-------- EXCERPTED RECORDS

PR #2396, opened 2024-06-24
fix: APP-135 update Save button disabled functionality and styles

r41ph:
## Description

Changes:
- Ensure Save button styles are the same in both the Project Edit and Edit Profile pages
- Refactor the way we watch Edit Profile form fields to track form state and implement Save button disabled state.

---

### Author Checklist

I have...

### How to test

1. Log in into the Marketplace and verify that the Save button in both the Edit Profile and Project Edit page have the same styles. 
2. Update the Edit Profile form to ensure the Save button is enabled when any field changes and disabled when no changes are made.

Marketplace: https://deploy-preview-2396--regen-marketplace.netlify.app/profile/edit/profile

### Reviewers Checklist

I have...

- [ ] reviewed tests

### DIFF
--- a/web-components/src/components/buttons/SaveButton.tsx
+++ b/web-components/src/components/buttons/SaveButton.tsx
@@ -4,6 +4,8 @@ import ContainedButton from 'web-components/src/components/buttons/ContainedButt
 import { SaveIcon } from 'web-components/src/components/icons/SaveIcon';
 import { Theme } from 'web-components/src/theme/muiTheme';
 
+import { cn } from 'src/utils/styles/cn';
+
 interface SaveButtonProps extends ButtonProps {
   buttonText: string;
 }
@@ -39,7 +41,7 @@ export function SaveButton(props: SaveButtonProps) {
   return (
     <ContainedButton
       type="submit"
-      className={`${styles.btn} ${className}`}
+      className={cn(styles.btn, className)}
       disabled={disabled}
       onClick={onClick}
       {...props}
--- a/web-components/src/components/buttons/SaveButton.tsx
+++ b/web-components/src/components/buttons/SaveButton.tsx
@@ -1,12 +1,11 @@
+import { ButtonProps } from '@mui/material';
 import { makeStyles } from 'tss-react/mui';
 import ContainedButton from 'web-components/src/components/buttons/ContainedButton';
 import { SaveIcon } from 'web-components/src/components/icons/SaveIcon';
 import { Theme } from 'web-components/src/theme/muiTheme';
 
-interface SaveButtonProps {
+interface SaveButtonProps extends ButtonProps {
   buttonText: string;
-  isDisabled?: boolean;
-  onSave?: () => void;
 }
 
 const useStyles = makeStyles()((theme: Theme) => ({
@@ -34,18 +33,16 @@ const useStyles = makeStyles()((theme: Theme) => ({
   },
 }));
 
-export function SaveButton({
-  buttonText,
-  isDisabled,
-  onSave = () => {},
-}: SaveButtonProps) {
+export function SaveButton(props: SaveButtonProps) {
+  const { buttonText, disabled, onClick, className } = props;
   const { classes: styles } = useStyles();
   return (
     <ContainedButton
       type="submit"
-      className={styles.btn}
-      disabled={isDisabled}
-      onClick={onSave}
+      className={`${styles.btn} ${className}`}
+      disabled={disabled}
+      onClick={onClick}
+      {...props}
     >
       <SaveIcon className={styles.saveIcon} />
       {buttonText}
--- a/web-components/src/components/buttons/SaveButton.tsx
+++ b/web-components/src/components/buttons/SaveButton.tsx
@@ -1,0 +1,62 @@
+import { makeStyles } from 'tss-react/mui';
+import ContainedButton from 'web-components/src/components/buttons/ContainedButton';
+import { SaveIcon } from 'web-components/src/components/icons/SaveIcon';
+import { Theme } from 'web-components/src/theme/muiTheme';
+
+interface SaveButtonProps {
+  buttonText: string;
+  submitCount: number;
+  isSubmitting: boolean;
+  isValid: boolean;
+  saveDisabled?: boolean;
+}
+
+const useStyles = makeStyles()((theme: Theme) => ({
+  btn: {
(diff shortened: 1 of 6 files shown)


r41ph:

erikalogie:
LGTM!

web-marketplace/src/components/organisms/EditProfileForm/EditProfileForm.ActionBar.tsx
```diff
@@ -1,20 +1,61 @@
...
 
 import ContainedButton from 'web-components/src/components/buttons/ContainedButton';
+import { SaveIcon } from 'web-components/src/components/icons/SaveIcon';
 import { StickyBar } from 'web-components/src/components/sticky-bar/StickyBar';
+import { Theme } from 'web-components/src/theme/muiTheme';
 
 import { SAVE } from './EditProfileForm.constants';
 
-export const EditProfileFormActionBar = () => {
+const useStyles = makeStyles()((theme: Theme) => ({
```
blushi, line 12: since this is copying the style directly from `EditProjectPageFooter`, as we discussed in our 1-1, it'd be better to create a new small component for this save button I guess

web-marketplace/src/pages/ProfileEdit/ProfileEdit.Main.tsx
```diff
@@ -148,15 +149,20 @@ export const ProfileEditMain = () => {
...
     <EditProfileForm
       onSubmit={onSubmit}
       onSuccess={onSuccess}
       onUpload={onUpload}
+      onUpdate={onUpdate}
       initialValues={initialValues}
       isDirtyRef={isDirtyRef}
     >
-      <EditProfileFormActionBar />
+      <EditProfileFormActionBar saveDisabled={isSaveDisabled} />
```
blushi, line 165: I think you could just use `isDirtyRef` to check whether to disable the button or not

web-marketplace/src/components/organisms/EditProfileForm/EditProfileForm.tsx
```diff
@@ -112,6 +99,16 @@ const EditProfileForm: React.FC<React.PropsWithChildren<EditProfileFormProps>> =
       }
     }, [isDirtyRef, isDirty]);
 
+    const isFormUpdated: boolean = Object.keys(formValues).some(
+      key =>
+        formValues[key as FormValuesKeys] !==
+        initialValues[key as FormValuesKeys],
+    );
```
blushi, line 106: I don't think we need this custom implementation, we already have `isDirtyRef` which comes from the parent component

blushi (changes requested):

web-marketplace/src/components/organisms/EditProfileForm/EditProfileForm.ActionBar.tsx
r41ph: Happy to do that. Sorry I misunderstood this in our conversation.

web-marketplace/src/components/organisms/EditProfileForm/EditProfileForm.tsx
r41ph: `isDirtyRef` is not returning the right state when the form is updated and then is reverted to it's original state. Maybe I can update `isDirtyRef` implementation, let me have a look.

blushi: what do you mean by "not the right state"?

r41ph: `isDirtyRef` incorrectly marks the form as dirty even after changes are undone. For example, if the profile name is changed and then reverted to the original value without saving, the form remains dirty (`isDirtyRef.current: true`)

blushi: I think the issue is that it's a ref because if you inspect `isDirty` from `useFormState({
      control: form.control,
    });` in `EditProfileForm`, it works almost as expected (ie changing back to false if we come back to the initial values), except for the profile type for some reason... I guess we could use `dirtyFields` instead from `useFormState`, this one seems to work fine.

web-components/src/components/buttons/SaveButton.tsx
```diff
@@ -0,0 +1,54 @@
+import { makeStyles } from 'tss-react/mui';
+import ContainedButton from 'web-components/src/components/buttons/ContainedButton';
+import { SaveIcon } from 'web-components/src/components/icons/SaveIcon';
+import { Theme } from 'web-components/src/theme/muiTheme';
+
+interface SaveButtonProps {
+  buttonText: string;
+  isDisabled?: boolean;
+  onSave?: () => void;
+}
```
blushi, line 10: you could simply use or extend from `ButtonProps` from MUI
and just use disabled and onClick instead of isDisabled and onClick to be more consistent

web-marketplace/src/components/organisms/EditProfileForm/EditProfileForm.tsx
```diff
@@ -65,29 +65,13 @@ const EditProfileForm: React.FC<React.PropsWithChildren<EditProfileFormProps>> =
...
     });
     const setErrorBannerTextAtom = useSetAtom(errorBannerTextAtom);
-
     const { isSubmitting, errors, isDirty } = useFormState({
       control: form.control,
     });
 
     /* Fields watch */
 
-    const profileType = useWatch({
```
blushi, line 75: maybe we can just leave this file as it was initially since we don't need the custom implementation?

blushi (commented):
looking good, just a few nits

blushi (approved):

web-components/src/components/buttons/SaveButton.tsx
```diff
@@ -0,0 +1,51 @@
...
+  },
+}));
+
+export function SaveButton(props: SaveButtonProps) {
+  const { buttonText, disabled, onClick, className } = props;
+  const { classes: styles } = useStyles();
+  return (
+    <ContainedButton
+      type="submit"
+      className={`${styles.btn} ${className}`}
```
blushi, line 42: best to use this so that tailwind styles are applied
```suggestion
      className={cn(styles.play, className)}
```

with `cn` from `/web-components/src/utils/styles/cn`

----------------

§ EXERCISE INSTRUCTIONS: Where a line of the data above includes the string "think", pull it out.

§ EXERCISE RESULT:
blushi, line 165: I think you could just use `isDirtyRef` to check whether to disable the button or not
blushi, line 106: I don't think we need this custom implementation, we already have `isDirtyRef` which comes from the parent component
blushi: I think the issue is that it's a ref because if you inspect `isDirty` from `useFormState({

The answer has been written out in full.